# workbench wood drawer



## New Shop (Feb 4, 2010)

Hello everyone I am going to make a 7 drawer dresser, 5 drawer chest of drawer and 2 night stands for my wife. But before i do all of them i need to hown out my skills on a few tools like my router. I have made a workbench and i am making a drawer for it now. I am just using boards that i have pulled off some pallets they work great for practicing on for the price (free). I have found that when I do half blind dovetails on the drawer front it looks great until I router a nice edge on it then i cut into the dovetails(using the same size boards for all sides) . I just tried something new(to me) by getting a board that is 2" longer and 2" taller then the sides and routed a grove 1" in on both sides then cut the blind dovetails from within the grove it looks like it will work so far because now I have the space around the drawer front to router a nice edge. NOW for my question is there an easier way to dovetail the sides to the front without using 2 boards. Here is a pic of my work bench and ill post a pic of the drawer front later today.


----------



## Just Bill (Dec 29, 2008)

Not sure I understand your question. Since dovetails require a mating side, how can you not have two boards????


----------



## cabinetman (Jul 5, 2007)

Not trying to talk you out of anything, but if you're doing DT's just for practice, that's one thing. For just shop drawers, why not just rabbet the sides, and groove for a slide in bottom?


----------



## New Shop (Feb 4, 2010)

*Two bords for just the front*

Sorry it took so long for me to get back in here I put a few new pics in on I so the drawer front I said that I measured in an inch from either side and cut a grove and then did my blind dove tails from within the grove (dado). Most all drawer fronts have 2 boards on it one that’s part of the drawer and the other that’s the fancy front I did not want to do 2 boards that’s why I took it in an inch. I may have to use even a bigger front because I think the routered edge will still cut in to my dado. My shop is a mess now because I am in the process of making a toy chest for my 16mo. old son. I'm using those pallets cutting them at 2' lengths then trying to tong and grove then all together the widths all different witch I think looks cool but they all have different thickness. I think I have my wife convinced to let me go get a thickness planer.

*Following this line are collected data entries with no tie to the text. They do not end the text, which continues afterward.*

Issue #5939, opened 2023-02-11
Threads and Pins are overlapping emote information


EdVraz:
**Describe the bug**
if there is an emote in a pin or thread and you hover over it the information is not readable

**To Reproduce**
Have a pinned message with an emote and hover over it.

**Expected behavior**

**Screenshots**
![grafik](https://user-images.githubusercontent.com/88881326/218277862-44aeb6da-9d79-43af-a650-b311ce632a81.png)
![grafik](https://user-images.githubusercontent.com/88881326/218278178-1774fcea-9a1e-4c08-b7a0-b6acb8e0b230.png)

**Desktop (please complete the following information):**

- OS: [e.g. iOS] windows
- Browser [e.g. chrome, safari] Firefox
- Version [e.g. 22] latest at time of this post

night:
This is a pretty minor issue resulting from Twitch preventing overflow on its chat box elements. This used to not be the case in the past, but changed after Twitch moved its tooltips to use portals.  It will likely be eventually addressed by changing how we render tooltips.

dclstn:
Fixed by https://github.com/night/betterttv/pull/8031

PR #8031, opened 2026-06-02
Improve tooltip rendering

dclstn:
before:
Screenshot 2026-06-04 at 11 13 51
after:
Screenshot 2026-06-04 at 11 14 29

Today tooltips are not reactive, meaning they're easily hidden when clipping the edge of the screen. Or won't auto-repoisition when too close to the top of the screen.

I propose we render them in the shadow dom, as a react component with floating ui to handle these edge cases.


dclstn:
Addresses https://github.com/night/betterttv/issues/5939

With being rendered in the shadow dom, tooltips should always appear ontop.

src/modules/tooltip/index.js
```diff
@@ -0,0 +1,75 @@
...
+
+export function bindTooltip(element, {elementId, content, className = null}) {
+  const id = elementId ?? crypto.randomUUID();
+
+  if (!tooltipMap.has(id)) {
+    tooltipMap.set(id, {content, className});
+  }
+
+  if (!element.hasAttribute(TOOLTIP_TARGET_ATTRIBUTE)) {
+    element.setAttribute(TOOLTIP_TARGET_ATTRIBUTE, id);
```
night: rather than keep a memory map up to date, have we considered storing the tooltip as accessory data on the dom node? something like `node.__$bttvTooltip`?

this way we don't need to manage the state of tooltips in memory, the renderer will pull the desired render from the dom node.

night (approved):

PR #8046, opened 2026-06-09
feat: select first command argument on autocomplete completion

dclstn:
## What

When completing a chatbot command that takes arguments via the command autocomplete, the first argument placeholder is now inserted **and selected**, so the next keystroke replaces it.

- `!shoutout` → completes to `!shoutout [user]` with `[user]` selected → typing immediately overwrites it.
- Commands with **no** arguments are unchanged: `!command ` with the caret at the end.

Only the first argument is inserted (commands can have several — `[user]`/`[word]`/`[phrase]`); the placeholder text is reused from `ArgumentDisplayTextByArgumentType` so it stays consistent with the autocomplete row subtitle. Twitch only for now.

## How

`twitch.setChatInputValue(text, shouldFocus, selection?)` gains an optional `selection` (`{start, end}` character offsets into `text`). When a range is requested, it's applied through Slate rather than the controlled value setters.

This matters because Twitch's chat input is a controlled Slate editor whose value prop reaches `editor.children` **asynchronously**. Setting the value and then selecting `[start, end)` immediately lands the range on stale (usually empty) content — an invalid selection that corrupts the next keystrokes (e.g. inserting newlines). A raw DOM selection doesn't work either: the controlled re-render collapses it back to a caret.

So for the range case we drive everything through Slate synchronously — `select-all → insertText(text) → select(range)` — which populates the content before selecting and keeps Twitch's value in sync via `onChange`. Collapsed-caret callers (emote menu, tab completion, mod cards, no-arg commands) are unchanged.

## Testing

Verified live on `twitch.tv/popout/<channel>/chat`: after completion the input shows `!shoutout [user]` as a single block with a valid selection over `[user]`, and a keystroke replaces it cleanly (`!shoutout x`) with no extra blocks/newlines.

### DIFF
--- a/src/utils/twitch.js
+++ b/src/utils/twitch.js
@@ -112,6 +112,18 @@ export const SelectionTypes = {
   END: 3,
 };
 
+// Sets the chat input to `text` and selects its [start, end) character range.
+// The text is inserted through Slate rather than the controlled value setters
+// (which apply asynchronously) so the range lands on the real content instead of
+// stale/empty content, which would otherwise corrupt the next keystrokes. Slate's
+// onChange keeps Twitch's value in sync; the value is one text node (path [0, 0]).
+function setSlateEditorValueWithSelection(editor, text, start, end) {
+  editor.select({anchor: editor.start([]), focus: editor.end([])});
+  editor.insertText(text);
+  editor.select({anchor: {path: [0, 0], offset: start}, focus: {path: [0, 0], offset: end}});
+  editor.onChange?.();
+}
+
 export default {
   async getUserProfilePicture(userId = null) {
     const currentUser = getCurrentUser();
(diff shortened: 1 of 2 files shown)


src/utils/twitch.js
```diff
@@ -745,24 +756,33 @@ export default {
...
+      chatInput.memoizedProps.value = text;
+      chatInput.memoizedProps.setInputValue(text);
+      chatInput.memoizedProps.onValueUpdate(text);
+    }
+
+    if (!shouldFocus) {
+      return;
+    }
+
+    // TODO: remove setSelectionRange branch after legacy slate is gone
```
dclstn, line 776: Am I safe to remove this legacy selection range?

night (changes requested):
maybe instead of this tricky input logic, we take a simpler approach that will support multiple arguments.. we could instead have the UI for autocomplete remain open while the user is interfacing with the command. if the user presses esc, clicks out of the dialog, or presses enter, we can close the autocomplete ui

PR #8055, opened 2026-06-15
qol: settings modal side navigation

dclstn:
Builds on the Hugeicons Pro migration branch to refresh the settings modal UX.

## Highlights
- **Bigger modal** with a redesigned side navigation: text-labelled, per-setting icons, scrollable list with fixed logo and user-settings sections, and a scroll-spy that highlights the entry you're viewing.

Is there any kinds that I should stay away from? this pic shows the lines of where the bottome would be dadoed but its just a scrap board it not lined up all that great...


----------



## New Shop (Feb 4, 2010)

*Messy shop*

It’s a mess and I can usually find the correct tool


----------



## mayday3374 (Feb 29, 2008)

*questions about your project??*

i see what you are doing with the drawers, and i am curious, arent those big router grooves on the backside going to be exposed even when the drawer is assembled? are the boards thick enough so instead of routing 1 groove, you can actually remove that material right to the side edge of the front board, giving it a more even look? and why do you not attach the false front to the drawer? are you trying to save on material? i have a dewalt model 734 planer. i bought it reconditioned from the dewalt website and it works pretty nice. the only issue i have and it seems common among planers is i get a little dip in the edge of my boards as they come out. it is a good investment if you have a steady supply of free or cheap rough cut lumber you want to use for projects. i learned the hard way that it is better to spend a little more on machines the first time. many people will agree with me on that. dont have to be top of the line, but dont buy the cheapest u can find from a store. shop craigslist and look for factory reconditioned to try to save a few bucks on better machinery


----------



## New Shop (Feb 4, 2010)

I guess I could just cut off the extra material to the right and the left of the dado(grove) so that it cleans it up a little but I would have to use a thicker board for the front so I can router an edge on it or maybe a lower profile edge might work. (I just did not want to use a false front just to see if i could do it.) Because when I go in and cut the blind dovetails it’s hard to get the rougher bit in the dado while its running and my rougher is a fixed base I need to pick up a plunge router. If that makes sense. Now about the thickness planer I looked around at a few stores it looks like I can get a 12 1/2" craftsman planer for around $279 but it’s only a 2 blade... I assume that the more blades the better the cut, I found a porter cable for the same price and its a 3 blade.. and then there is the DeWalt for $$650 I don’t think I will be able to convince my wife that I need that one.


----------



## Lola Ranch (Mar 22, 2010)

*messy?*

New Shop,

Your shop looks tidy compared to mine.

Bret


----------



## Mizer (Mar 11, 2010)

That is a nice shop but I have got to ask, what are you doing with that big slick that is laying on your table?


----------



## Lola Ranch (Mar 22, 2010)

*Slick*

Mizer,

My slick. It's a great old tool. I was plugging some screw holes in those pine closet units and I was using the slick, gently, to knock the plugs off flush. Worked great! It gets extremely sharp.

Bret


----------



## New Shop (Feb 4, 2010)

Well I have to keep most things in order as you can see I don’t have much room. 2 car garage my wife's car is in one side and the other side is my "shop" luckily I can still pull the truck in when I have everything put away..I wish I could get a shop that size messy luckily I won’t be retiring in this home I'm only 28 and I have more houses and shops to go through before I leave this world.....I hope.


----------



## mdntrdr (Dec 22, 2009)

New Shop said:


> I have more houses and shops to go through before I leave this world.....I hope.


You got that right!

My first shop was 12X18 with a 7' ceiling.

Used to break my back just trying to spin a sheet of ply.

It'll get better, hang in there! :yes:


----------



## cabinetman (Jul 5, 2007)

mdntrdr said:


> You got that right!
> 
> My first shop was 12X18 with a 7' ceiling.
> 
> ...



My first shop was the floor of the second bedroom of a two bedroom apartment.


----------



## nado (Mar 29, 2010)

i have a 10x18 shed as a shop,i like to make shavings rather than dust,and small space works fine


----------



## cowboy dan (Apr 11, 2010)

i started in a 10x10 shed and upgraded recently (3yrs) to a 26x26 garage... i have better pics but the files are too large, i'll have to figure it out later


----------



## michaeld (Jun 2, 2010)

it's nice to see someone as clean and organized as I am. I feel we can do a better job when organized. GOOD JOB!!!


----------